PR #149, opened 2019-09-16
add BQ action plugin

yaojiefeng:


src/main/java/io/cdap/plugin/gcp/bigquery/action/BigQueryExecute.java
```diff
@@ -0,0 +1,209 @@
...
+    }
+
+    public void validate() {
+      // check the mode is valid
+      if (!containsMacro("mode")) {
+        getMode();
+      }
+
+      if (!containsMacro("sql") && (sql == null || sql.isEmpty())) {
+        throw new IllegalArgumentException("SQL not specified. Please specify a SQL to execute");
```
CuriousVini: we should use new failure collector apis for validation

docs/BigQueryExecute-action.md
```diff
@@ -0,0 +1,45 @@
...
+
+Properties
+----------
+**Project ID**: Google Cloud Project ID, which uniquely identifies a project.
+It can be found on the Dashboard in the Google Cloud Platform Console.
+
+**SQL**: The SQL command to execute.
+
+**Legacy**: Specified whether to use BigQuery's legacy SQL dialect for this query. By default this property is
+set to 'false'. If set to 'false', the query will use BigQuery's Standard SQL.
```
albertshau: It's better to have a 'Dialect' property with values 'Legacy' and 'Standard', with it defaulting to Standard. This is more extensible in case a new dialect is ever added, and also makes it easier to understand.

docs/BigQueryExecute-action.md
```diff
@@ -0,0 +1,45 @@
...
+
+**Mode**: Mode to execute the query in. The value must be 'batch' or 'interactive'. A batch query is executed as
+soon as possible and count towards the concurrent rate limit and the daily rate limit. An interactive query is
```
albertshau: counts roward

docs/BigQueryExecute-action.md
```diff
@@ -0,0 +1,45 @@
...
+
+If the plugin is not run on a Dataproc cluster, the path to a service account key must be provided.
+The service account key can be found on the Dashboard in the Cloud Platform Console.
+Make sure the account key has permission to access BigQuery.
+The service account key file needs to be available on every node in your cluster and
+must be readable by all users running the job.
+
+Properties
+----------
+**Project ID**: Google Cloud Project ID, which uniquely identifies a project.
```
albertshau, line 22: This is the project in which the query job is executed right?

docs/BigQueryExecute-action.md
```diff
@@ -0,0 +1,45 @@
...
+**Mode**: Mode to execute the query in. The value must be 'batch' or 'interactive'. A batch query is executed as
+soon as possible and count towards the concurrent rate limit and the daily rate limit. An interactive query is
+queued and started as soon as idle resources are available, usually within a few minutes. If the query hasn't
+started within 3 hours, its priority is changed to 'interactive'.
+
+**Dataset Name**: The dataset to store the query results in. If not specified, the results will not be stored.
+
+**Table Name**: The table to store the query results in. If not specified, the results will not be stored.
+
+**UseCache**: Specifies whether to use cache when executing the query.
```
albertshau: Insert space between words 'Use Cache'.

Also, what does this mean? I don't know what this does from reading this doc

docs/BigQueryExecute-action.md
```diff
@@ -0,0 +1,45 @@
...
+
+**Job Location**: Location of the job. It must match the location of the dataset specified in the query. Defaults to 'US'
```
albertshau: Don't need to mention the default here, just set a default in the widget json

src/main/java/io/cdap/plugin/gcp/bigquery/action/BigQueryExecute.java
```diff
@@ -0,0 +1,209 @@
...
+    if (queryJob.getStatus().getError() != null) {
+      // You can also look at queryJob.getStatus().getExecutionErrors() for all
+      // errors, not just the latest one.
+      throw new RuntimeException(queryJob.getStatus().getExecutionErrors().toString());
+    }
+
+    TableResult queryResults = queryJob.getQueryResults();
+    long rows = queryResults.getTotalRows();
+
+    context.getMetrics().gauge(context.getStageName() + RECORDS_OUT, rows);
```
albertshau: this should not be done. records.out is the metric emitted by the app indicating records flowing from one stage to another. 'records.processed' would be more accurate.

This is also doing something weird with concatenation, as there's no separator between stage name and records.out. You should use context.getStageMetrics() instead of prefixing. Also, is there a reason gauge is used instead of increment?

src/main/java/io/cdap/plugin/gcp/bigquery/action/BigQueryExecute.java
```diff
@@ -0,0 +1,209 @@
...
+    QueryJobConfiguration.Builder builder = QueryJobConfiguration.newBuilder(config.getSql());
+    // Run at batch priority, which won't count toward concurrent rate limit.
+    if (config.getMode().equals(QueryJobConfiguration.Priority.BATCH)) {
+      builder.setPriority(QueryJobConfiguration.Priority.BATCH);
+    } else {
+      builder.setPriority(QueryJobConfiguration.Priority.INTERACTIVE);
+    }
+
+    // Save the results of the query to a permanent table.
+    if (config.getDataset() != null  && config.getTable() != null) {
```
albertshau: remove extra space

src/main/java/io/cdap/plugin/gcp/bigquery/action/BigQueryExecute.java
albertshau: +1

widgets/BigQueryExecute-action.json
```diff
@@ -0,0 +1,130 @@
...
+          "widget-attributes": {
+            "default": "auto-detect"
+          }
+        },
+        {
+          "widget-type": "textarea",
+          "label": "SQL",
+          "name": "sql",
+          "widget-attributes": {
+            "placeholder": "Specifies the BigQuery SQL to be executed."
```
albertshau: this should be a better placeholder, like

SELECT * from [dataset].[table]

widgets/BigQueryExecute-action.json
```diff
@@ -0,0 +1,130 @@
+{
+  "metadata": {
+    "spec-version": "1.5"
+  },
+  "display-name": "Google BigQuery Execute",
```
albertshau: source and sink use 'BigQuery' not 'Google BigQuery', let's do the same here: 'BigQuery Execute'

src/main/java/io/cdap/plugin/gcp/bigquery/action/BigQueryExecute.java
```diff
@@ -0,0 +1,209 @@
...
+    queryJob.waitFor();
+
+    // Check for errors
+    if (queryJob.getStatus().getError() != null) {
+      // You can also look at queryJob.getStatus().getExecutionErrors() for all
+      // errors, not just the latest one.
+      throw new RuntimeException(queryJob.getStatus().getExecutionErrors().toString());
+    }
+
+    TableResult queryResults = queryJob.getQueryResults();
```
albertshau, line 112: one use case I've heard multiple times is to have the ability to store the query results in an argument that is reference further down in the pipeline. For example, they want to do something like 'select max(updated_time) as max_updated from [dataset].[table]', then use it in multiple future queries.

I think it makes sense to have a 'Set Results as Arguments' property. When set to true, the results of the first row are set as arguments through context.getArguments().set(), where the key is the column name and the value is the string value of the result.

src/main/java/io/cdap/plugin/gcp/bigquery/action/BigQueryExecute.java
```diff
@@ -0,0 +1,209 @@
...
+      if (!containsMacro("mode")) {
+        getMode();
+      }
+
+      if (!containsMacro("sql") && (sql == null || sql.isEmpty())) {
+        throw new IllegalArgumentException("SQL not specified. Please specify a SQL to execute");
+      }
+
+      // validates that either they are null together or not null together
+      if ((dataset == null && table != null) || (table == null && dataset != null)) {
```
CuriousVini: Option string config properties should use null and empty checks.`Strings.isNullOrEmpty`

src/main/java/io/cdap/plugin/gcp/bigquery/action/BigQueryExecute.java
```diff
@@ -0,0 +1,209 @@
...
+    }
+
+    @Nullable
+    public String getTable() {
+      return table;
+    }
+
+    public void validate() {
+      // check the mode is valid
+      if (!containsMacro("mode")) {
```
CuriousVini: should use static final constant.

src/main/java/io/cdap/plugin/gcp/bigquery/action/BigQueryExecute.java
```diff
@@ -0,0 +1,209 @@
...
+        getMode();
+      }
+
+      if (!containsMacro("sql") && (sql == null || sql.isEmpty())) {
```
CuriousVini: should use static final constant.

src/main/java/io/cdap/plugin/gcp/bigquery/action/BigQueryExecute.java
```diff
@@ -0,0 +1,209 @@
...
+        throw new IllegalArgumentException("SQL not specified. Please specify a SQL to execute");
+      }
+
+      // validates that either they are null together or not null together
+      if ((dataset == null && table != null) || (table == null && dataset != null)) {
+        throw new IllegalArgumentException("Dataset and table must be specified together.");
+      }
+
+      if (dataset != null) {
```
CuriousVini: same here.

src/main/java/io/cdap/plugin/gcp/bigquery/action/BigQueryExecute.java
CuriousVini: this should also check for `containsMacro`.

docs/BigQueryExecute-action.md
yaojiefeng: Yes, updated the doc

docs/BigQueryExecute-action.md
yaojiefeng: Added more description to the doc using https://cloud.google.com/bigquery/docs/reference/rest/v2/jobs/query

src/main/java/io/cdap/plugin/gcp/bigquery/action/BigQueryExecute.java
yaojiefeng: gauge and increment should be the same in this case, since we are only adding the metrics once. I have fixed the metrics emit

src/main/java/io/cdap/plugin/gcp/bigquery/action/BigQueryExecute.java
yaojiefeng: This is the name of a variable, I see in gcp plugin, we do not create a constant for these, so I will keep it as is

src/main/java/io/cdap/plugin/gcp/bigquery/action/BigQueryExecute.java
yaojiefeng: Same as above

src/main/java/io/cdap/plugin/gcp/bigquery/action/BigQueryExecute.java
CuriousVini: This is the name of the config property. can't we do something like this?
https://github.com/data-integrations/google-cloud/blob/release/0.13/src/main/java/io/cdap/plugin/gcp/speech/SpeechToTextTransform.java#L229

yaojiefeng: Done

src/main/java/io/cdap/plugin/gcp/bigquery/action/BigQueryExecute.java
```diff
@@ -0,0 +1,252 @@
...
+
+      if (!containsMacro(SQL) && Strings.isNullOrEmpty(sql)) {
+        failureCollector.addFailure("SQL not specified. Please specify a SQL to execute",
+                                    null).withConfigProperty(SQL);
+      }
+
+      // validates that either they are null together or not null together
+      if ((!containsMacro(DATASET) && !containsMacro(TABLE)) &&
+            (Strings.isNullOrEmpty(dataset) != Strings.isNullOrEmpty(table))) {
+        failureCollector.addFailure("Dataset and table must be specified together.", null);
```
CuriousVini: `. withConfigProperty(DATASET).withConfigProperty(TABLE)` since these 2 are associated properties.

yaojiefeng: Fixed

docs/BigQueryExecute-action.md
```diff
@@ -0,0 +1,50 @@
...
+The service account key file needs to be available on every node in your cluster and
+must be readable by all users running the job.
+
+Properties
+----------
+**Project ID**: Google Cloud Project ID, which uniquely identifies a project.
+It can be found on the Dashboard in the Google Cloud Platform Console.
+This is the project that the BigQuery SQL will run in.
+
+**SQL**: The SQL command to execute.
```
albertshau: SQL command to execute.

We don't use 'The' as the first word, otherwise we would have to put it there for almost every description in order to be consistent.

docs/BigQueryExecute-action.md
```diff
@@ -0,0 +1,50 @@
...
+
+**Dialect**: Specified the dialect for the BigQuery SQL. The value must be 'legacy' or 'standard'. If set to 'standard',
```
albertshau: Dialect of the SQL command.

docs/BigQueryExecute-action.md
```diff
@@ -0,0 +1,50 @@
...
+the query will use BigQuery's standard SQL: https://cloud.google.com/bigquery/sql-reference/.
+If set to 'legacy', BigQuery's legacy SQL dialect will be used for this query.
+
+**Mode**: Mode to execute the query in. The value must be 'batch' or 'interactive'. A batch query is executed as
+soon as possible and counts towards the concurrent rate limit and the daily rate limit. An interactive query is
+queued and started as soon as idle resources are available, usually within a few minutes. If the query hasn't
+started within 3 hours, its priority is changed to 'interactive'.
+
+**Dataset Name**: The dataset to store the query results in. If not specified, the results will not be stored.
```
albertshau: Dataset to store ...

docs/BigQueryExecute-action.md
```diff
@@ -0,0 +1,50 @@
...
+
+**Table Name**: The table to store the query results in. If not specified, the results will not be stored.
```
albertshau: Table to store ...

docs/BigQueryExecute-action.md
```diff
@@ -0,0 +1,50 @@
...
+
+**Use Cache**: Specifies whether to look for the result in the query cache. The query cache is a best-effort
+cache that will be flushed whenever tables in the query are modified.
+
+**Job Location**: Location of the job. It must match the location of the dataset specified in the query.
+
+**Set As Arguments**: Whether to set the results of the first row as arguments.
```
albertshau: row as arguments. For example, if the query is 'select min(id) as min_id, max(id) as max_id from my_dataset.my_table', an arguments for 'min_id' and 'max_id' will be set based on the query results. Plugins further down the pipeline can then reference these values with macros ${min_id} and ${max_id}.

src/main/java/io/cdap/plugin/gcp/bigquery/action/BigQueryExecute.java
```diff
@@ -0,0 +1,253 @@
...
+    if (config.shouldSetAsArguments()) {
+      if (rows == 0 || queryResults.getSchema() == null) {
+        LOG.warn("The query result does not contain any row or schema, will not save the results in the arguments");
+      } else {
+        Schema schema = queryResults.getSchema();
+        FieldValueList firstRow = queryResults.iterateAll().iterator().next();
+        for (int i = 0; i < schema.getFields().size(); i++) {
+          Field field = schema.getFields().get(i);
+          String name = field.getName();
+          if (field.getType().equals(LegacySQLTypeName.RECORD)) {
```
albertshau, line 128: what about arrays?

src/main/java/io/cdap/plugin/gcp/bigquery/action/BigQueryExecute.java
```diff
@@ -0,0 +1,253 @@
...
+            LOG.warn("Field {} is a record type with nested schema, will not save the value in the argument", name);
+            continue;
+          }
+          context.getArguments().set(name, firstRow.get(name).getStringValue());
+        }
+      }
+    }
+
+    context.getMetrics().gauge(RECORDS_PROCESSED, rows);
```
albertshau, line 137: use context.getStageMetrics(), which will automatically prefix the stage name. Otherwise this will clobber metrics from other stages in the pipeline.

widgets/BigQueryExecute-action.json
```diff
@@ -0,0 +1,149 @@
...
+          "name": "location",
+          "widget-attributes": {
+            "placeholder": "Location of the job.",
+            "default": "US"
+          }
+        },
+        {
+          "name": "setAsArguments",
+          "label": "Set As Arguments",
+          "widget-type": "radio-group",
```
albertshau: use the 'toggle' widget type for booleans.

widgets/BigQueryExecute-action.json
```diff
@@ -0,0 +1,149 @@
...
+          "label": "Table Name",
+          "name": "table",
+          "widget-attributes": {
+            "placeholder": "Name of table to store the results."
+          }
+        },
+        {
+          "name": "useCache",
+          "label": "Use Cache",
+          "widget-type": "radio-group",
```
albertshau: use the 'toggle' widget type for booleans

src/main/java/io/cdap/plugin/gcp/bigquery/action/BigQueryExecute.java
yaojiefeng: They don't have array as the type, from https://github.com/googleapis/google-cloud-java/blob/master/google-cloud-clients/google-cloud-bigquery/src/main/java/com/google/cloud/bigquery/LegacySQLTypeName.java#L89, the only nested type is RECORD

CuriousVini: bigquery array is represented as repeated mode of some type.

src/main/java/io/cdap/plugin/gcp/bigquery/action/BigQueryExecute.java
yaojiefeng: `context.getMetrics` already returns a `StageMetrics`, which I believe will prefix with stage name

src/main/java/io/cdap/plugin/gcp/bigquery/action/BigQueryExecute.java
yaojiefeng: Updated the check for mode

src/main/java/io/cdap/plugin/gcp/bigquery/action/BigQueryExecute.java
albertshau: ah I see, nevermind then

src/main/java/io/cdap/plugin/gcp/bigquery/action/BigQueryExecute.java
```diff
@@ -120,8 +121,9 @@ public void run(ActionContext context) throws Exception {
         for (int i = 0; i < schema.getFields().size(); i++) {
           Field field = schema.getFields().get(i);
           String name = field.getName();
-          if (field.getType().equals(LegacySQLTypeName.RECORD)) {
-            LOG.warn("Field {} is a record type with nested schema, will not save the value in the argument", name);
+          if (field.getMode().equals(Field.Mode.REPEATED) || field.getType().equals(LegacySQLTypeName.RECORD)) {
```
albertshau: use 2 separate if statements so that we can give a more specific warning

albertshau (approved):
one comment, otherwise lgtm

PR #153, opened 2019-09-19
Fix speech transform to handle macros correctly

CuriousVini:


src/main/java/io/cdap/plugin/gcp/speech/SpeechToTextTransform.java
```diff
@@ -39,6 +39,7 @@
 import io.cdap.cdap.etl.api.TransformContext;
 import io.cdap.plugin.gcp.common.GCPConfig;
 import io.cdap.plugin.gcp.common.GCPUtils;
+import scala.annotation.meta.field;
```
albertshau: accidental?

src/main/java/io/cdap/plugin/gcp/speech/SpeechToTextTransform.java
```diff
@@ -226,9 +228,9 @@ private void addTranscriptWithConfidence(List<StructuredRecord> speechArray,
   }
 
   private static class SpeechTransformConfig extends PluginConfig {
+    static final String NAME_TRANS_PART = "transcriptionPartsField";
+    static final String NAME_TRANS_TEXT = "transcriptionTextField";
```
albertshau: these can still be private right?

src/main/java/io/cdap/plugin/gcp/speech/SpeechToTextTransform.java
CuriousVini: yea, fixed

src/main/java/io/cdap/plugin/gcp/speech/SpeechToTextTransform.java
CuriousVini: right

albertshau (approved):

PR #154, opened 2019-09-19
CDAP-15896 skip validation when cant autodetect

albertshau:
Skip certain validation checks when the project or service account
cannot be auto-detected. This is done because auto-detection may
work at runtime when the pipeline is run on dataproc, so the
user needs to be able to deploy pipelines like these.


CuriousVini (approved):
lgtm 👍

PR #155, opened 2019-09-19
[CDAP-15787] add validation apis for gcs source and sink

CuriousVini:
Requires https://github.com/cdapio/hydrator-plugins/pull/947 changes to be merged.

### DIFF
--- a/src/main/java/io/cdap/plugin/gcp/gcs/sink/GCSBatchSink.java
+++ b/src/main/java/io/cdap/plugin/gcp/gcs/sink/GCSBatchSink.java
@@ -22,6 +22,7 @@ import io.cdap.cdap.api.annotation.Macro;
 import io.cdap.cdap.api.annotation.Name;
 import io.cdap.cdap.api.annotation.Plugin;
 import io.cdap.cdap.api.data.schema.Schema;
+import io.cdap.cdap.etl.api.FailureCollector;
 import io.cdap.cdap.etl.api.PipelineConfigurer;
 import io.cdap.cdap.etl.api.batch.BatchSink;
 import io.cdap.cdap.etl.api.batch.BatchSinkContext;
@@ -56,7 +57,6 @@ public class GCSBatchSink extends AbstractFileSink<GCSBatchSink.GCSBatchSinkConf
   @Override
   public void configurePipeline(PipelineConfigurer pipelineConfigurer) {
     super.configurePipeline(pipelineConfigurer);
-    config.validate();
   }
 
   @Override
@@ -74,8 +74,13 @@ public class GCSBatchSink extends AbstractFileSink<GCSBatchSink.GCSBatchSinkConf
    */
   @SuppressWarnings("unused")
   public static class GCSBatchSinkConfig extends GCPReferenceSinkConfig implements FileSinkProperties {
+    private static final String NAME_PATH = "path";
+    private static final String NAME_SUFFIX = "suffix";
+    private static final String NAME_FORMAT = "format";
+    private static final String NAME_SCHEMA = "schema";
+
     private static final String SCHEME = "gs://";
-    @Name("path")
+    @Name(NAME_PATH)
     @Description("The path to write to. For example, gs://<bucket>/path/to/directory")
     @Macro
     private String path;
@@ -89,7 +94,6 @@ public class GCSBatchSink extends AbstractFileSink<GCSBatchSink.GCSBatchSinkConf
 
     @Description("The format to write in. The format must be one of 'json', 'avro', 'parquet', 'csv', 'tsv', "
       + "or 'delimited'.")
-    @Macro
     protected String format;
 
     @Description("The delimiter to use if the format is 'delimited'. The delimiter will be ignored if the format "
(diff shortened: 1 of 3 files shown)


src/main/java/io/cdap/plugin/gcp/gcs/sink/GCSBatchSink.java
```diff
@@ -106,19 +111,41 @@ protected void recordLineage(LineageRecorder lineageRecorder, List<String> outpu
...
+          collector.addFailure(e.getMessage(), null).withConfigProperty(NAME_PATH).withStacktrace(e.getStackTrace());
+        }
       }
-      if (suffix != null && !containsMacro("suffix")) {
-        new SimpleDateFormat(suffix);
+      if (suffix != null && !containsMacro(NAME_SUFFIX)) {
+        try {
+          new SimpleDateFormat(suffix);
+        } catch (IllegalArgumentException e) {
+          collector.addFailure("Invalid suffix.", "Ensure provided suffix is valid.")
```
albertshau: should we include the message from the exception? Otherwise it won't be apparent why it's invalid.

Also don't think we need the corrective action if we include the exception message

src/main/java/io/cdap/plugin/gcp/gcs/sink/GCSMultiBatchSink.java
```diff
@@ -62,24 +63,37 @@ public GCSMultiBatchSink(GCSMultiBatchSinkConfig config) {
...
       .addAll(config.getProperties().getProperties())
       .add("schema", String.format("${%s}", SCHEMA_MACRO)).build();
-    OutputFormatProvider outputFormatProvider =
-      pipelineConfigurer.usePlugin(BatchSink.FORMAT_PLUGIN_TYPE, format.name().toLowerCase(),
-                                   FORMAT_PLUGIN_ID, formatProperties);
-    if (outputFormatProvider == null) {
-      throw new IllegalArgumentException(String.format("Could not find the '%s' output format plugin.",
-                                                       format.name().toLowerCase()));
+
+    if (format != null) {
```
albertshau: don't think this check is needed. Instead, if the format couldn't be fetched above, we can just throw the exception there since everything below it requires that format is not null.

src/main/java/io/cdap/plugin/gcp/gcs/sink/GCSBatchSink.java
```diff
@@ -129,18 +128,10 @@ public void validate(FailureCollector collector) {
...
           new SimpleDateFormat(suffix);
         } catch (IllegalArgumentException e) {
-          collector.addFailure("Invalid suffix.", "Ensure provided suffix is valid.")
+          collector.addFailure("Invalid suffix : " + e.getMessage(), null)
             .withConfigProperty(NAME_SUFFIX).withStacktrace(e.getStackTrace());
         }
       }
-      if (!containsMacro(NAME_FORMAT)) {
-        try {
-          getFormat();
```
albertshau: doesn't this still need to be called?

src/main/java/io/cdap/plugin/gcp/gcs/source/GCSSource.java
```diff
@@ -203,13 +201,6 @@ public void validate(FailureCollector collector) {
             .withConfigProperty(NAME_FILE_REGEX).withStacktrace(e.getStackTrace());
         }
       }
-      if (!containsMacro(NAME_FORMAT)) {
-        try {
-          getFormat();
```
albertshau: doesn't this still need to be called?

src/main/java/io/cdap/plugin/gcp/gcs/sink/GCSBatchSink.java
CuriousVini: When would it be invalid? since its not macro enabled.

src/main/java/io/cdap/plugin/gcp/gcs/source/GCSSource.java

--- --- ---

Requirement: For the string "checks", count every line of the material where it appears and state only the count.

Response: 2